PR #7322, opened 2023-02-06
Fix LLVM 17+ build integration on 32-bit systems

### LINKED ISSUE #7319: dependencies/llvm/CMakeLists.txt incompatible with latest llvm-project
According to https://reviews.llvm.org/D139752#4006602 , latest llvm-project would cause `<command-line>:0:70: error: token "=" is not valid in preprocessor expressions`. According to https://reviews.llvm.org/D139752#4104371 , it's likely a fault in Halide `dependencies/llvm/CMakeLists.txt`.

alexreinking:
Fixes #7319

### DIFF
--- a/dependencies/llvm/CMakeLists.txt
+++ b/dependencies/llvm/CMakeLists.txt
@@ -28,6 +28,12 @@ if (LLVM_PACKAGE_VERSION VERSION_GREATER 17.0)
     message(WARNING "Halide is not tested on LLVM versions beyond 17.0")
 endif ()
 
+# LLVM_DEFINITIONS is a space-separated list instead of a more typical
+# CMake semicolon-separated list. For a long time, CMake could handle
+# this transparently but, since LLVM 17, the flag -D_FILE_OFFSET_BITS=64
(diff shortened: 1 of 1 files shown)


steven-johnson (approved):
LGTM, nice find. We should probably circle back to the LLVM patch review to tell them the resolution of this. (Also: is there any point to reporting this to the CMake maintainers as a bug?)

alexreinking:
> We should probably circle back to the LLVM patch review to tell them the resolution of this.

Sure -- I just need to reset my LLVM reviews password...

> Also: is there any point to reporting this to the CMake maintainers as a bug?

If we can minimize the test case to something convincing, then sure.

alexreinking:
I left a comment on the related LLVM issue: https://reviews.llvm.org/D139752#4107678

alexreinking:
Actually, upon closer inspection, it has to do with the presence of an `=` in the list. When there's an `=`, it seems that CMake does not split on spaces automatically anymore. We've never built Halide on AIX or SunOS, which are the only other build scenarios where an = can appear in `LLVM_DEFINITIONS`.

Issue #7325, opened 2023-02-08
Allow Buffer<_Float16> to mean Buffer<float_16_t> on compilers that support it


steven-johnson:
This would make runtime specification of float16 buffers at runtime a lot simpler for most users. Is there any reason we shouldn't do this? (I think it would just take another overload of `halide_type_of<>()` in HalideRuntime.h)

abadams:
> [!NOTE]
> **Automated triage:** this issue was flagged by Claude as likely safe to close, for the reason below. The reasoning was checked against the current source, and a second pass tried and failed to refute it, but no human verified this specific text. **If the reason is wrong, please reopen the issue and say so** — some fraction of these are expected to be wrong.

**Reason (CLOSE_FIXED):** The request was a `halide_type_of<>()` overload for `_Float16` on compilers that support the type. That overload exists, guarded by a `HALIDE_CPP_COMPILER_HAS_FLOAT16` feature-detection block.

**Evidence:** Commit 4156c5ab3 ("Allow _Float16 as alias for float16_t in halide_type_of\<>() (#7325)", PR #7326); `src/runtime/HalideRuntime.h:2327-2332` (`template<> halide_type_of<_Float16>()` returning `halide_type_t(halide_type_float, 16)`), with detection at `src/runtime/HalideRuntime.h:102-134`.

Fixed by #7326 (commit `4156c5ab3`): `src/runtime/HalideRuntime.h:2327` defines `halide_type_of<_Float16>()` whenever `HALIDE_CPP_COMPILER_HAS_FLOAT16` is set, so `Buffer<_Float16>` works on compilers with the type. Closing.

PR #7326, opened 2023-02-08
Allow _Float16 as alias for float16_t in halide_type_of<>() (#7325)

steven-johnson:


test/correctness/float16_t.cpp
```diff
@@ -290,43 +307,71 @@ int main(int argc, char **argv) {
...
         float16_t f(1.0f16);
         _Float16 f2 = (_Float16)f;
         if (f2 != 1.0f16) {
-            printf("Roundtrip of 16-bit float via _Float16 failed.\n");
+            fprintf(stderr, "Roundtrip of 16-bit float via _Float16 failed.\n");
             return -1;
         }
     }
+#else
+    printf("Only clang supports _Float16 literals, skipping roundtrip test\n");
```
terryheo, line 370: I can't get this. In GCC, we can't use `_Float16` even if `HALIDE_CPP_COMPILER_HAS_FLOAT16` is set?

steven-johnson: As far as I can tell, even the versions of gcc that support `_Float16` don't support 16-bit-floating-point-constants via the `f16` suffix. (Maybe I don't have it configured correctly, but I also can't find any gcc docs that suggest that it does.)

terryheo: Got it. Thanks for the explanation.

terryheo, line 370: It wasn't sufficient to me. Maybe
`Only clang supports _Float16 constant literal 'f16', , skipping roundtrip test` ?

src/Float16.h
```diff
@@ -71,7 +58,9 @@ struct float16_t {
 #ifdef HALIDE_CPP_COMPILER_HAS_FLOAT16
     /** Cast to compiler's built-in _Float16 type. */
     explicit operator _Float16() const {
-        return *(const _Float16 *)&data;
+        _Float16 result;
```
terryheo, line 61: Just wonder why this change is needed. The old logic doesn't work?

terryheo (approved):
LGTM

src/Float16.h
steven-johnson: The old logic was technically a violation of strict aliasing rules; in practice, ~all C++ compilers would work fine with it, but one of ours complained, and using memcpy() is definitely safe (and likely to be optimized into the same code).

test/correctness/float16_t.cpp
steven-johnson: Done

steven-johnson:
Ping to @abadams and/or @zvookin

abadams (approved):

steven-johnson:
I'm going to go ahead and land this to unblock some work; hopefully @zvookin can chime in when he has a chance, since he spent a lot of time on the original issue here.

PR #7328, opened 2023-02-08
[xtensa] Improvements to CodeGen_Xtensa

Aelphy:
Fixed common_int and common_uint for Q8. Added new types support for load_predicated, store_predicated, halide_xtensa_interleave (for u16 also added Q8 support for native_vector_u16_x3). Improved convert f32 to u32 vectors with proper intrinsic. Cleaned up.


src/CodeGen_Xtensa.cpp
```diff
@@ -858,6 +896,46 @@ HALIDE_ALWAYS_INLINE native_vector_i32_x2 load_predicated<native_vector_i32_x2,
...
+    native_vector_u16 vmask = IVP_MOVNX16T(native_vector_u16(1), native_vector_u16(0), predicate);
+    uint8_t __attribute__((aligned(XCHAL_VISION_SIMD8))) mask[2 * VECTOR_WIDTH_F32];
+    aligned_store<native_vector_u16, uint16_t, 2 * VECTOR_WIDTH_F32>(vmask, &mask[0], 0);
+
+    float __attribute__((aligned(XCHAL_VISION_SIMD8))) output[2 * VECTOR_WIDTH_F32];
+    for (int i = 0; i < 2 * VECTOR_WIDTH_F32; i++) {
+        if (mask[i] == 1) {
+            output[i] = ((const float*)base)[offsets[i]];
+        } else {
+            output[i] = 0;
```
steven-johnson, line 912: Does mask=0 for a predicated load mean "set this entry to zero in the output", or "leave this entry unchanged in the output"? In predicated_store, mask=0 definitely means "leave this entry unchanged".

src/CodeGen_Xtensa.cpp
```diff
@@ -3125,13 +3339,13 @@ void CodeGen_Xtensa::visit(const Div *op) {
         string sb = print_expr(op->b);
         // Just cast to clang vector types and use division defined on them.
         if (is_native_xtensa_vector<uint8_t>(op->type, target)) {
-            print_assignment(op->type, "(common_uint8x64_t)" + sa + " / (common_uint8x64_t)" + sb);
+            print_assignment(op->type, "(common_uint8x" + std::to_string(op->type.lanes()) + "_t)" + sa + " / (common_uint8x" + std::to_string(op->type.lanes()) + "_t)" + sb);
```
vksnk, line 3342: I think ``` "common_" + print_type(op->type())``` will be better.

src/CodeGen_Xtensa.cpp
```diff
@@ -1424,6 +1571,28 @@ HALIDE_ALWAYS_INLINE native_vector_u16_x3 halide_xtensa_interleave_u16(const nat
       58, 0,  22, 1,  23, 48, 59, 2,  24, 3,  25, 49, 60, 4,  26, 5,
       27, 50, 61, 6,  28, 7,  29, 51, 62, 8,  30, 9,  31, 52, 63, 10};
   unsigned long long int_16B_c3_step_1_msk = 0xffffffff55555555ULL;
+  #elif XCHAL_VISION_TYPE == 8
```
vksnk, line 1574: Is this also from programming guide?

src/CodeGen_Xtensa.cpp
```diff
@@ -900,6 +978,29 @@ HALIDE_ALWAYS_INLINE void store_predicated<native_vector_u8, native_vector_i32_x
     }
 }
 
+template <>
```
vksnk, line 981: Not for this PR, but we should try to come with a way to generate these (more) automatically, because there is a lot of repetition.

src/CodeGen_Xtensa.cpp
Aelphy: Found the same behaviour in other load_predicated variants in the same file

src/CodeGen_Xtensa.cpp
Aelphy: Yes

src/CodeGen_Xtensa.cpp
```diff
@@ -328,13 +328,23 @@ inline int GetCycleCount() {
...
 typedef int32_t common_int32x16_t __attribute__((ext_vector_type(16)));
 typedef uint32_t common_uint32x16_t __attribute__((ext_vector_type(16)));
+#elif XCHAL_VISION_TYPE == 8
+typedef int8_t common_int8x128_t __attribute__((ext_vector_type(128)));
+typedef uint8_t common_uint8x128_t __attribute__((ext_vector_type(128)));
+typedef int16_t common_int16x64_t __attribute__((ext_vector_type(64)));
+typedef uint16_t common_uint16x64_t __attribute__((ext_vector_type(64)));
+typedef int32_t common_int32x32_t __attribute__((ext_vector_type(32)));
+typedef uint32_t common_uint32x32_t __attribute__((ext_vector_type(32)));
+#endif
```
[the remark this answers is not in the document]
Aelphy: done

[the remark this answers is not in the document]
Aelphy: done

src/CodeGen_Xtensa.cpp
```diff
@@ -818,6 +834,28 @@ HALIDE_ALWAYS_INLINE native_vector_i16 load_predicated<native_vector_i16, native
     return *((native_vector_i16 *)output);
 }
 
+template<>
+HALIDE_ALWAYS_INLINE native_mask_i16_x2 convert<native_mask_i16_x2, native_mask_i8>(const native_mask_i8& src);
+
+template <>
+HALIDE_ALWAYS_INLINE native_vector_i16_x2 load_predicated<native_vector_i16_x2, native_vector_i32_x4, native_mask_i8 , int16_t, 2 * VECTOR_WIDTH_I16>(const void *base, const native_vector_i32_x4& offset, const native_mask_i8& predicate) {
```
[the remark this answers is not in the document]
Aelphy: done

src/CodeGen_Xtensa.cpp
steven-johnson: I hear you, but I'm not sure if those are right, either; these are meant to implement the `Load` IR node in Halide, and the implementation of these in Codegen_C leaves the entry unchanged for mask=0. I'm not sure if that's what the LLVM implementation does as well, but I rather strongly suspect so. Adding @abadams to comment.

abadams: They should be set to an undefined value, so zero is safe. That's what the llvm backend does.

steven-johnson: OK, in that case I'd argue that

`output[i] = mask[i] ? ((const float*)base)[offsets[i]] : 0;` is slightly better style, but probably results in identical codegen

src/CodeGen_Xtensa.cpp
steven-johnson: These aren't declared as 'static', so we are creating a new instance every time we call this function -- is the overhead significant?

__________________________________________________

Please state how many lines in the listing contain the string "tell", and give nothing besides that number.

3